Ford sales rose 9.2 percent in the second quarter, including a 27 percent drop in June. Ford last week extended shutdowns or temporarily cut shifts at plants that make the Explorer, F-Series, Transit, Bronco Sport, Edge and Escape.

Ford plants ran at just 55 percent of capacity through May this year, resulting in more than 350,000 vehicles lost, 37 percent of which were full-size trucks, according to LMC.

Ford has been offering customers $1,000 off if they place an order for a vehicle to be built later. The strategy has led to a 16-fold increase in retail orders vs. a year earlier, Andrew Frick, vice president of Ford sales in the U.S. and Canada, said in a statement.
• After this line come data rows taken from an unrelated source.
PR #185, opened 2026-07-07
fix(sync): materialize never-seen CRDT notes on live delivery (test_47)

Rasbandit:
## Root cause (e2e test_47 OAuth WebSocket live-sync, ~50% flake)

With the `crdt:` topic joined, an API-created note arrives as a `note_changed` broadcast carrying its id. The C1 "CRDT-managed" skip in `handleStreamEvent` then suppressed the body write for **every** `.md` — including notes this device has **never seen** — and left delivery to the `crdt_doc_ready` announce. That announce is edge-triggered/fire-and-forget; if the client isn't subscribed to `crdt:` when it fires (or the handshake exceeds the timeout), the note **never lands**. The test waits only on the *sync* topic being connected, so it races the `this.crdt` flip. #643 bumped the timeout 10s→15s — a band-aid on delivery *loss*, not latency.

The **pull path** (`applyChange`) already materializes never-seen notes on discovery; the WS path didn't — this aligns them.

## Fix

Narrow the C1 skip in `handleStreamEvent`:
- **Already-local** note → keep skipping the legacy write (CRDT owns live edits; avoids the double-write feedback loop).
- **Never-seen** note → materialize the body now from the broadcast (inline `content`, else fetch via `getNote`) using echo-safe `flushFromCrdt`, instead of relying on the racy announce. A later announce re-flush no-ops (idempotent).

## Tests
- New: never-seen note materializes from the broadcast; already-local note does NOT write.
- Updated the 4 C1-gate tests that pinned the old rely-on-announce behavior (they encoded the bug). Full suite green (1651 pass).

Likely also helps the same CRDT-discovery family (#646 / test_48). e2e verification in progress.


Rasbandit:
Closing: this approach (eager never-seen materialization on the live WS path) fixes test_47 but regresses test_10, test_34, and test_78 (verified — main baseline passes solo, this branch fails all three solo). It races the id-keyed rename/move machinery and clobbers hash-only live updates. Tracking the flake + better directions in a fresh issue; not shipping a 3-test regression for a self-healing prod flake.

PR #190, opened 2026-07-07
test: sync seam coverage — sendCrdt join gate, wiring convergence

Rasbandit:
## Context

Part of the cross-repo testing-confidence wave driven by the workspace audit doc `docs/context/testing-surface-audit-2026-07-07.md` (engram-workspace repo). Companion backend PR to follow.

## Behavior change (prominent)

`sendCrdt` now returns `boolean` and **drops frames until the `crdt:` join is server-acked.** Previously it emitted frames with a stale/absent `join_ref` that the server silently discarded (the #179 failure shape) — so nothing that worked before stops working; the drop is now honest and local. No caller consumes the return yet, by design; content self-heals via STEP1 resync on join. The old test asserting the pre-join emit was deliberately flipped.

## What else is in this PR

- Pure extraction of `main.ts` CRDT wiring into `src/crdt/wiring.ts` (data plane; behavior-preserving, review-verified). One documented deviation: pending stranded flushes are now discarded on channel re-setup (`wiring.dispose()` cancels the heal timer and drops the pending map), whereas the old code kept them at plugin level so a pending strand-heal survived `setupNoteStream()` re-setup; recovery still exists via the new session's per-connect reconcile + re-handshake.
- Two-device convergence tests with **real per-device keying**, replacing the old regex-keyed integration-test approach. These are regression pins for the append-doubling / receiver-move-dup (#182) / push-before-join (#179) bug classes.
- Resumed-device reconcile coverage was audited: already pinned by #187's tests, nothing added here.

## Coverage boundary

The two-device convergence scenario for rename covers the wiring seam (map + disk level), not full `SyncEngine` rename propagation — documented coverage boundary, not a gap being claimed as closed.

## Review-fix included

Deleted the dead write-only `crdtChannel` field in `src/main.ts` (zero reads, verified by review). `crdtManager` and `crdtEnrollment` stay (still read).

## Version

Bumped 1.11.18 → 1.11.19 (main had already advanced to 1.11.18 via #188 after this branch was cut, so the originally-planned 1.11.17 → 1.11.18 bump was stale; re-bumped against current main).

---


Rasbandit:
Merged main (#193, v1.11.20) — clean, no overlap with the wiring extraction. Re-bumped to 1.11.21 (1.11.22 reserved for another in-flight PR). Full gauntlet green (biome, eslint, stylelint, 1676 tests, build).

Rasbandit:
Version-queue note (as of 2026-07-07 evening): main=1.11.20; **#190 and #194 both currently claim 1.11.21**; #196 claims 1.11.22. Whichever of #190/#194 merges second needs a re-bump (and #196 re-bumps if the ladder shifts). Merge order is Todd's call — this is just so nobody is surprised by the version-check.

PR #194, opened 2026-07-08
fix(crdt): editor binding must never span a file switch (round-2 cross-file pollution)

Rasbandit:
## The bug

Round-2 cross-file pollution: 2026-07-07's full content overwrote 2026-07-05 on a plain file switch — with a **proven-clean noteIdMap** (jq showed a perfect bijection), so the identity layer was exonerated. The mechanism is in the editor binding:

`EditorController.bindTo(view, newPath)` awaited `getYText(newPath)` **with the old note's ySync still attached**. That await gap is exactly where Obsidian's `loadFileInternal`/`setViewData` replaces the editor's whole document with the NEW file's content. The still-attached old ySync treats that replacement as a local edit and applies it to the **old note's Y.Text**, which then syncs up as that note's content. One file switch = one race window; content arrives clean because it's a full-doc replace.

The 3s drift-repair had the same class of hole: it dispatched repairs into the view without verifying the view still displays the bound path — a missed/late rebind meant repainting the old note's content into the visible file every 3s (the "note keeps reverting" symptom).

## The fix (Relay's semantics, ported)

Relay never lets a binding span a file load (`__relayLoading` critical section; `view.file` identity checks). Equivalent guards here:

1. **Synchronous detach**: `bindTo` clears the compartment + releases refcount *before* any await. Unbound gap = safe (worst case: no live sync until next `refresh()`); stale-bound gap = data loss. This deliberately flips the old `getYText`-rejection invariant ("old binding untouched") — that invariant WAS the bug.
2. **bindEpoch guard**: overlapping `bindTo` calls — latest path wins; a slow stale bind aborts instead of clobbering.
3. **View-identity guard on drift repair**: new `viewPath` dep (live MdView file lookup). If the view no longer shows the bound path, detach and let `refresh()` re-bind — never dispatch.

## Tests (TDD, all RED first)

- `bindTo detaches the old binding SYNCHRONOUSLY, before awaiting getYText`
- `overlapping bindTo calls: the LATEST path wins even when an earlier call resolves later`
- `drift check releases the binding when the view no longer shows the bound path`
- rejection test rewritten for the new unbound-not-stale-bound semantics

Full suite 1673 pass / 0 fail; build + biome ci + eslint + stylelint clean. v1.11.21.


Rasbandit:
Version-queue note (as of 2026-07-07 evening): main=1.11.20; **#190 and #194 both currently claim 1.11.21**; #196 claims 1.11.22. Whichever of #190/#194 merges second needs a re-bump (and #196 re-bumps if the ladder shifts). Merge order is Todd's call — this is just so nobody is surprised by the version-check.

PR #195, opened 2026-07-08
docs(context): editor-binding stale-buffer race

Rasbandit:
Repo-local context doc for the round-2 cross-file pollution discovery (PR #194): the EditorController.bindTo await gap where the old ySync binding captured Obsidian's whole-doc setViewData replace as a local edit on the OLD note, with a proven-clean noteIdMap. Records the mechanism, why the old defer-release invariant WAS the bug, the never-span-a-load fix (sync detach before await + bindEpoch latest-wins + drift view-identity guard, detach-not-release), and the fake-view testing gotcha.

- New: `docs/context/crdt-editor-bind-race-pollution.md`
- Pointer line added to CLAUDE.md `## Context Docs`
- Version bump 1.11.20 -> 1.11.21 to satisfy version-check (docs-only otherwise); whichever of this or #194 merges second rebumps per the check's race resolution.


Rasbandit:
Folded into PR #194 (one initiative, one PR) — same v1.11.21 bump would have collided at merge.

PR #261, opened 2022-10-18
(801) Generate types from api spec

richpjames:
# Context
We want to be sure that we're sending the data to the API that it expects.
Copying what is in the [api spec](https://github.com/ministryofjustice/hmpps-approved-premises-api/blob/main/src/main/resources/static/api.yml) by eye is ineffective as it is prone to human error and the api spec can change.
A solution we have come up with is to generate the Typescript types that we use in the UI repo from OpenApi Spec that is used in the API repo. We can pull the latest version of these types whenever we run tests, this way we should always be in lock step with the API when we make changes in this repo. 

[Trello ticket](https://trello.com/c/VdgBBusD/801-implement-openapi-type-generation-in-ui-repo)

# Changes in this PR
- First we create a script to generate the typescript types from the openApi spec
- We then add the types we've generated to the repo's two tsconfigs
- We then add all the models/types to the repo that are generated by the script
- We then correct all the imports to use the new types
- Then we correct all the issues raised by consolidating the contract, most of these are minor

However one thing stands out:
The assumptions we made about the ApplicationSummary were way out, the view and controller will have to have significant changes made. In order to get things moving (and as these changes touch almost every file in the repo we need to move fast to avoid this branch becoming stale) I've opted for a quick fix for this and created [a trello card](https://trello.com/c/HcX0l05U/799-application-dashboard-pt-2) to address these issues later.


script/generate-types
```diff
@@ -0,0 +1,17 @@
+#!/bin/sh
```
pezholio, line 1: Not for now, but we should probably have [Shellcheck](https://www.shellcheck.net/) running as part of our CI pipeline, as we're using a lot of shell scripts now

integration_tests/tsconfig.json
```diff
@@ -3,12 +3,16 @@
...
+    "types": ["cypress"],
     "esModuleInterop": true,
     "typeRoots": ["../server/@types", "../node_modules/@types"],
     "resolveJsonModule": true,
-    "baseUrl": "./",
     "moduleResolution": "node",
+    "baseUrl": ".",
+    "paths": {
+      "@approved-premises-ui": ["../server/@types/ui/index.d.ts"],
+      "@approved-premises-shared": ["../server/@types/shared/index.d.ts"]
```
pezholio, line 14: Could we have `@approved-premises/ui` and `@approved-premises/api` or something?

pezholio: I deffo think there's scope for breaking this out into a module of its own at some point, especially as CAS3 will be forking at some point

pezholio: Will also mean that we can generate new types and schedule releases automatically. That way if there are any major changes to the API, we're alerted via Renovate

server/@types/shared/models/Booking.ts
```diff
@@ -0,0 +1,20 @@
...
+
+import type { Arrival } from './Arrival';
+import type { BookingBody } from './BookingBody';
+import type { Cancellation } from './Cancellation';
+import type { Departure } from './Departure';
+import type { Extension } from './Extension';
+import type { Nonarrival } from './Nonarrival';
+
+export type Booking = (BookingBody & {
+    status: 'arrived' | 'awaiting-arrival' | 'not-arrived' | 'departed' | 'cancelled';
```
pezholio, line 13: I'm really chuffed it generates union types from enums 👍

server/@types/ui/index.d.ts
```diff
@@ -0,0 +1,130 @@
...
+  checked?: boolean
+}
+
+export interface CheckBoxItem {
+  text: string
+  value: string
+  checked?: boolean
+}
+
+export interface SelectOption {
```
pezholio, line 45: Again, not for now, but it would be ace if we could break some of this out into a types library for GOV.UK frontend that we could publish via `DefinitelyTyped`. It's wild that this doesn't exist already

server/@types/ui/index.d.ts
```diff
@@ -0,0 +1,130 @@
...
+  text: string
+}
+
+export type RiskLevel = 'Low' | 'Medium' | 'High' | 'Very High'
+
+export type RiskEnvelopeStatus = 'retrieved' | 'not_found' | 'error'
+
+export type TierNumber = '1' | '2' | '3' | '4'
+export type TierLetter = 'A' | 'B' | 'C' | 'D'
+export type RiskTierLevel = `${TierLetter}${TierNumber}`
```
pezholio, line 85: Should these be in the models, or is the generator not smart enough to do this? If it's the latter, do they actually get used anywhere?

pezholio (approved):
Yes, yes! I ❤️ this! Thanks so much for taking the time to do this and persevering 🎖️ 

Just a couple of comments, but none of them deal breakers at all. Let's get this merged 👍

script/generate-types
richpjames: Yep good idea, I've made a note of it

server/@types/shared/models/Booking.ts
richpjames: Yeah it was an option for the package thankfully 😌

server/@types/ui/index.d.ts
richpjames: Yeah I was thinking this, it would be easy now we're using paths in the tsconfig

server/@types/ui/index.d.ts
richpjames: The RiskTierLevel and RiskLevel are currently used in the applicationSummary factory (soon to be RIP) and the risks factory. 
RiskEnvlopeStatus is a dupe of a type in the model so I'll remove

I think that the generator is only as smart as what we tell it - I think we just have `string` for the risk tier level.

server/@types/ui/index.d.ts
yndajas: That would be nice!

PR #269, opened 2022-10-19
(800) Update error handling in Apply forms

pezholio:
Currently, when we return errors from an Apply Page, we get them back in the same way we get them from an API call, in this format:

```
{
  propertyName: '$.secretingHistory',
  errorType: 'empty',
}
```

These then refer to a translation in the errors.json file, i.e

```
{
...
  "secretingHistory": { "empty": "Some error"},
...
}
```

This causes us two problems:

- We can't inject information about the application (at the moment there are placeholders like `You must specify why xxxx requires an enhanced security placement`
- This breaks our rule of the page classes knowing everything about the question / answer text

This updates the Apply page errors so they're simple key/value records with the text defined in the classes themselves. This allows us to inject information about the application directly into the errors, as well as keep information about the question(s) in one place.

There are a lot of commits, but most of them are updating the error types to the correct format. We also encountered some errors where types were being pulled in alongside other code by the integration tests, so the typechecks were failing, so I've addressed that too!

### DIFF
--- a/server/utils/validation.ts
+++ b/server/utils/validation.ts
@@ -18,9 +18,9 @@ export const catchValidationErrorOrPropogate = (
   redirectPath: string,
 ): void => {
   if ('data' in error) {
-    const invalidParams = error.data['invalid-params'] || error.data
-
-    const errors = generateErrors(invalidParams)
+    const errors = error.data['invalid-params']
+      ? generateErrors(error.data['invalid-params'])
+      : (error.data as Record<string, string>)
 
     const errorMessages = generateErrorMessages(errors)
     const errorSummary = generateErrorSummary(errors)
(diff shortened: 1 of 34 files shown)


pezholio:
[Update error handling in Apply forms](https://trello.com/c/ysIc4DUH/800-update-error-handling-in-apply-forms)

server/utils/validation.ts
```diff
@@ -18,9 +18,14 @@ export const catchValidationErrorOrPropogate = (
   redirectPath: string,
 ): void => {
   if ('data' in error) {
-    const invalidParams = error.data['invalid-params'] || error.data
+    let errors: Record<string, string>
```
richpjames, line 21: Up to you but I think we could do:
`const errors = error.data['invalid-params'] ? generateErrors(error.data['invalid-params']) : error.data as Record<string, string>`

richpjames (approved):
Looks great, thanks for perservering through the TS pain! 1 minor ignorable comment :)

server/utils/validation.ts
pezholio: Oooh, that's better. Big fan of one-liners

PR #270, opened 2022-10-19
Add shellcheck to CI

richpjames:
We have quite a lot of shell scripts now so it makes sense to lint them to ensure we're not doing anything we don't want to.

### DIFF
--- a/script/test
+++ b/script/test
@@ -4,6 +4,12 @@
 
 set -e
 
+echo "==> Checking shell scripts"
+
+node_modules/.bin/shellcheck ./script/**/*[^utils] ./script/utils/**
+
+echo "==> Typechecking the code"
+
 script/utils/launch-docker.sh
 
 echo "==> Starting the backing services in Docker..."
--- a/package-lock.json
+++ b/package-lock.json
@@ -43,6 +43,7 @@
         "passport-oauth2": "^1.6.1",
         "prom-client": "^14.1.0",
         "redis": "^4.3.1",
+        "shellcheck": "^1.1.0",
         "static-path": "^0.0.4",
         "superagent": "^8.0.2",
         "url-value-parser": "^2.2.0",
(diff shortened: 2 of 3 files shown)


pezholio:
Could we use the shellcheck npm package (https://www.npmjs.com/package/shellcheck) and use it as part of the `test` script, so we're running it locally too?

richpjames:
@pezholio it's a good idea but I can't get it working - we need to give shellcheck an argument with the files we want it to check. The readme suggests '**.*.sh' but this doesn't work I get: 
```**/*.sh: **/*.sh: openBinaryFile: does not exist (No such file or directory)```
and if it did I don't think it would do what we want because most of our scripts don't end in '*.sh'.
I've pushed what I have in case you want to have a go at working it out

**Comment by pezholio** [comment]
@richpjames After a bit of trial and error I found adding:

```
"shellcheck": "shellcheck ./script/**/*[^utils] ./script/utils/**"
```

To the package.json scripts and then running `npm run shellcheck` seems to work

(We need to add the `[^utils]` bit to the glob, because `shellcheck` doesn't automatically exclude directories)

**Comment by richpjames** [comment]
> @richpjames After a bit of trial and error I found adding:
> 
> ```
> "shellcheck": "shellcheck ./script/**/*[^utils] ./script/utils/**"
> ```
> 
> To the package.json scripts and then running `npm run shellcheck` seems to work
> 
> (We need to add the `[^utils]` bit to the glob, because `shellcheck` doesn't automatically exclude directories)

Ahh, thanks Stu! I was struggling to do 'include the contents of utils but not utils itself', will update the script

File: script/test [hunk 1]
```diff
@@ -4,6 +4,12 @@
 
 set -e
 
+echo "==> Checking shell scripts"
+
+shellcheck ./script/**/*[^utils] ./script/utils/**
```
pezholio, line 9: Does the npm package make `shellcheck` available globally then? I'd have thought we'd have to run it as an npm command?

richpjames: Given the description in [the usage section of the README](https://www.npmjs.com/package/shellcheck) I think it just makes it available globally but I've added the path to the binary just to be sure

pezholio (approved):

PR #271, opened 2022-10-19
[TA] (423) A user can view a list of properties (part 2)

bryangaledxw:
# Changes in this PR

* This brings the premises listing page in line with the wireframe designs

### Before
localhost_3000_temporary-accommodation_properties (3)

### After
localhost_3000_temporary-accommodation_properties (2)


bryangaledxw:
[A user can view a list of properties](https://trello.com/c/P6TEGW6m/423-a-user-can-view-a-list-of-properties)

pezholio:
[Update error handling in Apply forms](https://trello.com/c/ysIc4DUH/800-update-error-handling-in-apply-forms)

server/@types/ui/index.d.ts
```diff
@@ -164,3 +164,7 @@ export type LocalAuthority = {
   id: string
   name: string
 }
+
+export type Premises = ApiPremises & {
```
richpjames, line 163: I know it's a bit more work but I wonder if this should live in a CAS3-specific type file with its own namespace in the `paths` object in the `tsconfig.json`?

But those deliveries won’t come all at once, and dealers need more inventory today, said Greg Loudon, owner of Loudon Motors Ford in Minerva, Ohio. “All I see is a lot of dealers that have a monster to feed, and they’ve got no inventory,” he said. “I’m going to just keep my feet dipped in the used-car business.”

In Miami, Zinn said Warren Henry can survive on limited inventory. Most vehicles are sold before they arrive, and he expects profitability to remain strong as the group leans on fixed operations and used-vehicle sales.

But with new-vehicle days’ supply creeping into the single digits at some stores, one kink can rattle a dealer’s entire month. “When inventory is this tight and you have a recall or something along those lines, it totally throws everything off,” Zinn said. “There’s no room for error.”

David Muller, Laurence Iliff and Urvaksh Karkaria contributed to this report.